• TRY IT: What lines in the listing below hold the string "components"? Please copy them out.

• DATA FOR THIS EXERCISE:

PR #742, opened 2020-09-16
Add more breeding filters, Display text

RedSparr0w:
Add breeding filter by text (allows for regex)

Add option for display value (attack, base attack, attack bonus, egg steps)

image

### DIFF
--- a/src/components/breeding.html
+++ b/src/components/breeding.html
@@ -19,6 +19,10 @@ aria-labelledby="breedingModalLabel" aria-hidden="true">
                 <div class="tab-pane active" id="breeding-pokemon">
                     <div class="text-left">
                         <div class="form-row">
+                            <div class="form-group col-md-6 col-6">
+                                <label>Search</label>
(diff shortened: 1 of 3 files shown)


Aegyo (approved):
:+1:

Aegyo:
I am just noticing that we don't get the rounded corners on hatchery pokemon like we do in the pokedex. The `btn` class seems to be overriding the border-radius from `pokedexEntry`. It also looks like the type colors for dual types bleed out the other end somehow, which isn't happening in the pokedex... any idea what is causing that one?

RedSparr0w:
> I am just noticing that we don't get the rounded corners on hatchery pokemon like we do in the pokedex. The `btn` class seems to be overriding the border-radius from `pokedexEntry`. It also looks like the type colors for dual types bleed out the other end somehow, which isn't happening in the pokedex... any idea what is causing that one?

I remember messing around with it ages ago to try fix it to be the same as the pokedex, don't remember what wasn't working for me though 🤔

Just adding the border-radius still leaves it with some overflow though:
image

PR #3353, opened 2022-11-11
Fix DreamOrbs going negative

Nydaleclya:
At the moment you can open DreamOrbs while having 0 or less.


Jaaslet (approved):
I was just about to look at this. Thanks for the PR!

PR #3356, opened 2022-11-11
Move player away from Distortion World

Nydaleclya:
Move player away from Distortion World during A New World Questline as it should no longer be accsesible till clearing Sendoff Spring once.


Jaaslet (approved):
Looks good. Thanks for the PR

PR #3357, opened 2022-11-11
Translate setting display names

Aegyo:
Translations for setting display names added in:
- pokeclicker/pokeclicker-translations#22

I've left all of the strings we currently have where they are, and they are now used as a backup value in case a translation can't be found.


Jaaslet (approved):
Looks good. Thanks for the PR

PR #3364, opened 2022-11-12
Add lock icon for currently impossible evos in stone item modal

Aegyo:
Adds a lock icon and tooltip for any stone evolution caught indicators which can't actually be obtained right now.
I think this only affects eevee currently, but could be expanded in the future by removing the isSatisfied check in PokemonHelper.getPokemonsWithEvolution, but that would require some extra handling to prevent selecting a mon / using a stone when no evolutions are possible.

The tooltip will display all unsatisfied requirement hints 
stone-evo-lock


Jaaslet (changes requested):
Looks good. Just one comment:
On the region restricted ones, it just says the index of the region instead of the region itself

Aegyo:
Which pokemon has that restriction?

Jaaslet:
Exeggcute has an Alola only evolution. I think pikachu does too

src/modules/requirements/InRegionRequirement.ts
```diff
@@ -11,8 +11,12 @@ export default class InRegionRequirement extends Requirement {
...
-        return `You must be in one of the following regions: ${
-            this.regions.join(', ')
-        }`;
+        return this.regions.length > 1
+            ? `You must be in one of the following regions: ${
+                this.regions.map((r) => camelCaseToString(Region[r])).join(', ')
+            }`
+            : `You must be in the ${
+                camelCaseToString(Region[this.regions[0]])
+            } region`;
```
Nydaleclya, line 20: Shouldn't this alone work even if you have just one Region?

``` suggestion
        return `You must be in one of the following regions: ${
                this.regions.map((r) => camelCaseToString(Region[r])).join(', ')
            }`
```

Aegyo: Yes, but I think saying "one of the following regions" and only listing one thing looks a bit odd

Jaaslet (approved):
Looks good. Thanks for the PR

PR #3366, opened 2022-11-12
Ultra Necrozma

Qwertypop04:
Makes Ultra Necrozma available. Also adds to the Colress NPC in Mount Lanakila, so he references how to get Ultra Necrozma, as well as the alt forms of Solgaleo and Lunala.


src/modules/pokemons/PokemonList.ts
```diff
@@ -21048,7 +21051,7 @@ export const pokemonList = createPokemonArray(
     },
     {
         'id': 800.03,
-        'name': 'Necrozma (Ultra)',
+        'name': 'Ultra Necrozma',
```
Aegyo, line 21054: Pokemon names are used as translation keys, so this will also need an update in the [translation repo](https://github.com/pokeclicker/pokeclicker-translations)

Qwertypop04: Yep, I noticed that, already working on it.

Aegyo (approved):

PR #3367, opened 2022-11-12
Mega stone items

Jaaslet:
Adds the code for mega stones as items. This code is used if you want to give out mega stones either as dungeon loot or sell them in stores.
Adds Abomasnow to Frozen Caverns as example.
Also does so dungeon loot can't show up when they are not available


src/modules/items/MegaStoneItem.ts
```diff
@@ -0,0 +1,30 @@
+import { Currency } from '../GameConstants';
+import Item from './Item';
+import { ShopOptions } from './types';
+
+export default class MegaStoneItem extends Item {
+    constructor(private pokemonId: number, megaStoneName: string, basePrice: number, currency: Currency = Currency.questPoint, options?: ShopOptions, displayName?: string) {
```
Aegyo, line 6: I think we should pass in a PokemonNameType instead of the id, easier to check things are correct.

Jaaslet: I started with that solution, but finding the image got a bit harder. Then i needed to look up the id somehow...
But if you think it's a better solution, i can try again

Aegyo: What do you need the id for? We have `party.getPokemonByName` and `party.alreadyCaughtPokemonByName`

Aegyo: oh I see now, the image

Aegyo: Do you get errors with `pokemonMap[name].id`?

Jaaslet: Yeah, that works. Thanks! I have submitted that change now

Aegyo (commented):
Tested this out and your code looks good, but dungeon loot has weird handling for giving out items which means it never actually goes through your gain function. I'll make a separate PR for that dungeon loot bug.

Aegyo (changes requested):
Never mind, after looking it that loot gain code more, it needs a bigger rethink than I want to do right now. Can you add a `ItemList[input] instanceof MegaStoneItem` exception before [this line](https://github.com/pokeclicker/pokeclicker/blob/a9e9dbe4fb557ef691c7a3d024407c87185c1cb5/src/scripts/dungeons/DungeonRunner.ts#L175) please, and call `ItemList[input].gain(amount)` inside.
<hr>

Ignore that hardcoded default of xAttack nothing - gets there anyway because the line I linked catches everything (instanceof has a higher operator precedence than ||, so that line is checking... if those classes exist, or the item is an evostone...

It looks like we aren't calling the item's own gain method because a couple of them assume it was bought, and that increments some stats?? But we have a buy method on item! why aren't the purchase stat increments happening there?? 
/rant

Jaaslet:
You now gain the item. I did the boring solution. But yeah, i will maybe solve it in an other PR, so it goes through the gain function

Aegyo (approved):

PR #3369, opened 2022-11-13
Move some small pokemon classes to modules

Aegyo:
Moves into modules:
- DataPokemon
- EnemyPokemonInterface
- RoamingPokemon
- RoamingPokemonList


Jaaslet (approved):
Looks like stuff still works. Thanks for the PR!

• RESULT BELOW:
--- a/src/components/breeding.html
+++ b/src/components/breeding.html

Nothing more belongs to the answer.